Music Spotlight: Sinner Get Ready

Jago Prates, Staff Writer

Kristin Hayter, better known by her alias Lingua Ignota, delivers a story of unfiltered truth and pain in her latest project Sinner Get Ready. Heavily inspired by Hayter’s struggles with Catholicism and past relationships, Sinner Get Ready is as visceral and emotionally jarring an experience as one can have. With her dark textures and instrumentation, morbid lyricism, and religious allegories, Hayter takes the listener on an absolutely devastating journey from beginning to end.

The opening song, “The Order Of Spiritual Virgins,” starts the album off on a terrifying note. With distorted bass and piano and lyrics like “Hide your children, hide your husbands” and “sickness finds a way,” Hayter makes it clear that the road ahead isn’t an easy one. Hayter presents herself as a deity-like figure, claiming all who look upon her swear “eternal devotion.” “I Who Bend The Tall Grasses” is written as a prayer, an honest expression of rage towards God and His refusal to exude revenge on a manipulative and abusive partner. The ongoing organ phrases set the stage and turns the entire song into a church service.

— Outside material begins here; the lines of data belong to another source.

PR #1145, opened 2022-09-15
Read in manifests from previously completed tasks before running

nmoroze:
This PR fixes a bug where tool setup gets lost when a partially run flow is continued using the steplist. This means things like the tool report mappings are no longer fully captured when a flow is executed over multiple runs. 

That immediate problem is caused by the fact that the tool setup functions are executed at runtime, and only for the steps currently in the steplist for that run. Therefore, setup for tools from the steps that have already been run don't end up in the chip configuration.

One way to fix this could be to re-run setup() for all steps every time, but I think it would make more sense to capture the setup that was used to run those particular steps, in case the user changes something between re-runs. 

One cause of this problem was introducing the partial read_manifest between steps, so I was also considering adding some of the keypaths we want to carry forward as things that get copied by a partial read. However, reading in the entire manifest seems a little more comprehensive, even if a bit ugly.

### DIFF
--- a/siliconcompiler/core.py
+++ b/siliconcompiler/core.py
@@ -1832,13 +1832,10 @@ class Chip:
 
         for step in steplist:
             for index in indexlist[step]:
-                in_job = None
-                if (step in self.getkeys('option', 'jobinput') and
-                    index in self.getkeys('option', 'jobinput', step)):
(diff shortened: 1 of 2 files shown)


aolofsson (approved):
A good fix now!

Issue #1146, opened 2022-09-19
Make clobber interact appropriately with default values


nmoroze:
I think the `clobber` flag to `chip.set()` currently works in an unintuitive way. The problem is it will always overwrite an "empty" value, even if it has been explicitly set. E.g.:

```
>>> import siliconcompiler
>>> chip = siliconcompiler.Chip('test')
>>> chip.set('option', 'remote', False)
>>> chip.get('option', 'remote')
False
>>> chip.set('option', 'remote', True, clobber=False)
>>> chip.get('option', 'remote')
True
```

I think it should not be considered correct behavior for the second `chip.set()` to override the value that the user has explicitly set. This behavior caused the server tests to fail in the first iteration of #1145, and I think a proper solution would be to fix this issue.

I think the fix for this would be to no longer set the 'value' field of parameters when the schema is first initialized, and rather just have chip.get() fall back to the defvalue transparently when no value is set. Then, sets with clobber=False will only take effect if the value field does not exist.

I'd like to refactor `_search()` at some point soon, after I finish splitting out schema access into a separate class. Once that happens, I can make this change and fix this issue.

PR #1147, opened 2022-09-19
Refactor schema access into separate class

nmoroze:
This PR implements a big refactor that's been in our backlog for a while - adding a `Schema()` class that encapsulates basic manipulation of the config dictionary.

## Rationale
The primary value I see in this change is to give us an alternative for the `cfg` keyword arguments that many of the schema manipulation functions had. These were being used to manipulate config dictionaries other than the current Chip's (for example, when merging in a dictionary from a manifest). However, these keyword arguments go against our object-oriented model, and handling them incorrectly can result in subtle bugs like  #1122. 

This refactor also allows for low-level config manipulation without accessing the dictionary directly. We do this a lot in the docs generation and the server-side code, but this is a bit clunky, and abstracting with an API will enable us to make changes to the underlying dictionary representation (which will let us fix other issues down the road, such as #1146).

Another benefit is this helps organize our codebase a bit and keep down the size of our bloated core.py. I also see this as a chance to push for improved coding style, and I'm hoping to revisit an incremental approach to linting in CI starting with this new file.

Despite citing this as a key thing in my original proposal, I don't see design name bootstrapping as a key reason for this change (although this will help us clean some hacks in the doc generator). Rather, I think my proposal in #1169 will cover that well.

## API changes

One goal of this change was to make it a pure refactor with minimal-to-no API changes. The one exception is the removal of the 'cfg` keyword argument from all functions that used it. However, I did take a few other opportunities to clean up the API, here are the changes:

- `valid()`
  - Get rid of `quiet` keyword argument
  - `Schema()` doesn't have access to logger, making this tricky to implement, but the non-default value was only used in one place
- `write_manifest()`
  - Get rid of `job` keyword argument - this was unused
- `record_history()`
   - Moved fully into `Schema()`, since it seems to only be used internally at the end of `run()`
   - Open to reconsidering this
  
## Follow-up PRs

- Clean up docs gen to take advantage of `Schema()`
- Clean up server code to take advantage of `Schema()`
- Add linting to CI for schema_obj.py
- Refactor fundamental schema functions to clean up, fix latent bugs (tuple handling), improve performance (valid), and improve error messages
- Fix default value issue(s) (#1146,  #1150)


nmoroze:
Yep!

siliconcompiler/flows/asicflow.py
```diff
@@ -101,7 +101,7 @@ def setup(chip, flowname='asicflow'):
 
     # Clear old flowgraph if it exists
     if flowname in chip.getkeys('flowgraph'):
-        del chip.cfg['flowgraph'][flowname]
```
aolofsson, line 104: MIght cover up some other issue?

siliconcompiler/schema/__init__.py
```diff
@@ -0,0 +1,2 @@
+from .schema_cfg import SCHEMA_VERSION
```
aolofsson, line 1: May want to reconsider tree struture org at some point

aolofsson (approved):

PR #1155, opened 2022-10-03
Enhancements to Verilator driver

nmoroze:
- Implement ['option', 'warningoff']
- Use ['option', 'trace'] instead of passthrough for enabling tracing
- Supply passthroughs for CFLAGS and LDFLAGS
- Error out if Make post-process step fails


aolofsson (approved):
Nice changes!

Issue #1134, opened 2022-08-31
SC crashes when run in non-existent directory


nmoroze:
Kind of a funny edge case, but to reproduce in two terminal sessions:

```bash
$ mkdir ~/temp # TERMINAL A
$ cd ~/temp # TERMINAL A
$ rm -rf ~/temp # TERMINAL B
$ sc -version # TERMINAL A
```

You get a traceback like:
```
Traceback (most recent call last):
  File "/home/noah/pyenvs/scdev/bin/sc", line 33, in <module>
    sys.exit(load_entry_point('siliconcompiler', 'console_scripts', 'sc')())
  File "/home/noah/code/siliconcompiler/siliconcompiler/apps/sc.py", line 36, in main
    chip = siliconcompiler.Chip(UNSET_DESIGN)
  File "/home/noah/code/siliconcompiler/siliconcompiler/core.py", line 81, in __init__
    self.cwd = os.getcwd()
FileNotFoundError: [Errno 2] No such file or directory
```

should probably handle this a bit more gracefully :)

nmoroze:
Closed by #1158.

PR #1158, opened 2022-10-04
Add an explanatory error message if SC is run from a non-existant directory

WRansohoff:
Waiting for something to build, I thought I should get back into the habit of looking at small SC bugs when I have a spare minute.

This change should address #1134, by printing an explanatory error if SC is run from a directory that does not exist. It still involves  a stack trace because I used the `self.error` method, but it's a bit more user-friendly:

```
  File "<stdin>", line 1, in <module>
  File "siliconcompiler/siliconcompiler/core.py", line 85, in __init__
    self.error("""SiliconCompiler must be run from a directory that exists.
  File "siliconcompiler/siliconcompiler/core.py", line 5203, in error
    raise SiliconCompilerError(msg)
siliconcompiler.core.SiliconCompilerError: SiliconCompiler must be run from a directory that exists.
If you are sure that your working directory is valid, try running `cd $(pwd)`.
```

### DIFF
--- a/siliconcompiler/core.py
+++ b/siliconcompiler/core.py
@@ -78,8 +78,12 @@ class Chip:
 
         # Local variables
         self.scroot = os.path.dirname(os.path.abspath(__file__))
-        self.cwd = os.getcwd()
         self._error = False
+        try:
+            self.cwd = os.getcwd()
+        except FileNotFoundError:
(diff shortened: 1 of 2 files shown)


nmoroze (approved):
Looks good to me, thanks!

Issue #1135, opened 2022-09-03
Specifying twice the same file results in yosys failure


suzizecat:
Using SV sources and 
```python
chip.set('input',"verilog", ["src/myfile.sv","src/myfile.sv"])             # define list of source files
chip.set('option','frontend', 'systemverilog')
```

It seems that the SV files are actually added twice in the output from conversion before synthesis and therefore Yosys crashes with "redefining <modulename>".

It would be better to check for duplicate source files and warn the user about those while filtering them out before synthesis.

nmoroze:
Thanks for opening the issue, looks like it was fixed by #1159. Feel free to reopen if this didn't do what you expect.

PR #1159, opened 2022-10-04
Deduplicate Surelog file inputs

WRansohoff:
One more small change, to address #1135.

If the same Verilog file is added to a Chip object twice, Surelog will duplicate its content in the pickled output, which causes synthesis failures with Yosys.

Like the reporter suggested, we can de-duplicate the inputs when we are assembling the import step's Surelog command, and print a warning if any duplicate files are found.

### DIFF
--- a/siliconcompiler/tools/surelog/surelog.py
+++ b/siliconcompiler/tools/surelog/surelog.py
@@ -104,23 +104,23 @@ def runtime_options(chip):
     # Deduplicated source files
     # Library directories.
     ydir_files = chip.find_files('option', 'ydir')
-    if ydir_files != list(set(ydir_files)):
+    if len(ydir_files) != len(set(ydir_files)):
         chip.logger.warning(f"Removing duplicate 'ydir' inputs from: {ydir_files}")
-    for value in list(set(ydir_files)):
+    for value in set(ydir_files):
         cmdlist.append('-y ' + value)
 
     # Library files.
     vlib_files = chip.find_files('option', 'vlib')
-    if vlib_files != list(set(vlib_files)):
+    if len(vlib_files) != len(set(vlib_files)):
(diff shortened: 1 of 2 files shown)


siliconcompiler/tools/surelog/surelog.py
```diff
@@ -101,18 +101,44 @@ def runtime_options(chip):
 
     cmdlist = []
 
-    # source files
-    for value in chip.find_files('option', 'ydir'):
+    # Deduplicated source files
+    # Library directories.
+    ydir_files = chip.find_files('option', 'ydir')
+    if ydir_files != list(set(ydir_files)):
```
nmoroze, line 107: I think `set()` isn't guaranteed to preserve order, so I'm not sure if this always works. How about something like 

```python
if len(ydir_files) != len(set(ydir_files)):
  ... 
```

siliconcompiler/tools/surelog/surelog.py
```diff
@@ -101,18 +101,44 @@ def runtime_options(chip):
...
+        chip.logger.warning(f"Removing duplicate 'ydir' inputs from: {ydir_files}")
+    for value in list(set(ydir_files)):
```
nmoroze, line 109: `set()` is an iterator, so could just do:

```python
for value in set(ydir_files):
  ...
```

nmoroze (changes requested):
Thanks for implementing this! A few small comments, but otherwise looks good.

siliconcompiler/tools/surelog/surelog.py
WRansohoff: Good point, thanks.

nmoroze (approved):
Great, thanks!

aolofsson:
Nice feature to protect the user against casua mistakes!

“Many Hands” is a call for the Sinner to “get ready.” It alludes to the imminent coming of Christ and presents a terrifying and nihilistic view of God, saying that “The Lord spat and held me by my neck. ‘I would die for you, I would die for you’ he wept.” “Repent Now Confess Now” is a bone-chilling call to return to Christ and atone for one’s sin. It paints God in a violent and terrifying light, with phrases such like “He will take your legs and your will to live” and “he will knock the breath from you… He will rim your eyes with black.” The instrumentation adds to the song’s eerie nature with shrieking bowed instruments and detuned strings.

“The Sacred Linament Of Judgment ‘ is a grander piece which acts as a point of conflict lyrically. The first half of the song consists of praise and worship towards God as Hayter reflects on her own spiritual journey and focuses on how God extended his love to her. It also highlights her confidence in standing before the Lord in judgment. However, the second half of the song samples televangelist Jimmy Swaggart confessing to adultery, and Hayter’s last line asks, “Oh sinner, have you ever had the love of Christ so ruthlessly denied?”

“Perpetual Flame Of Centralia” is a quiet piano and vocal performance reiterating Hayter’s confidence in her faith as she chooses to stand directly against fear and doubt. “Man Is Like A Spring Flower” describes the human heart in various ways, including being “an orchid,” “the Seventh Gate of Hell,” and “impossible to hold.” It also features a four minute instrumentally dominated section which continues to grow in intensity and begins to distort significantly towards the end.

The final song, “The Solitary Brethren Of Ephrata,” ends the album with a hymnic piano and vocal piece and features multiple choral takes from Hayter. It’s structured and performed like a typical church hymn and repeats the line, “Paradise will be mine.”

Sinner Get Ready presents a unique viewpoint, an honest look at anger, hate, faith, and death from Hayter perspective. Its songwriting, symbolism, and sound design take it beyond a simple album and create an entire, cohesive experience for the listener.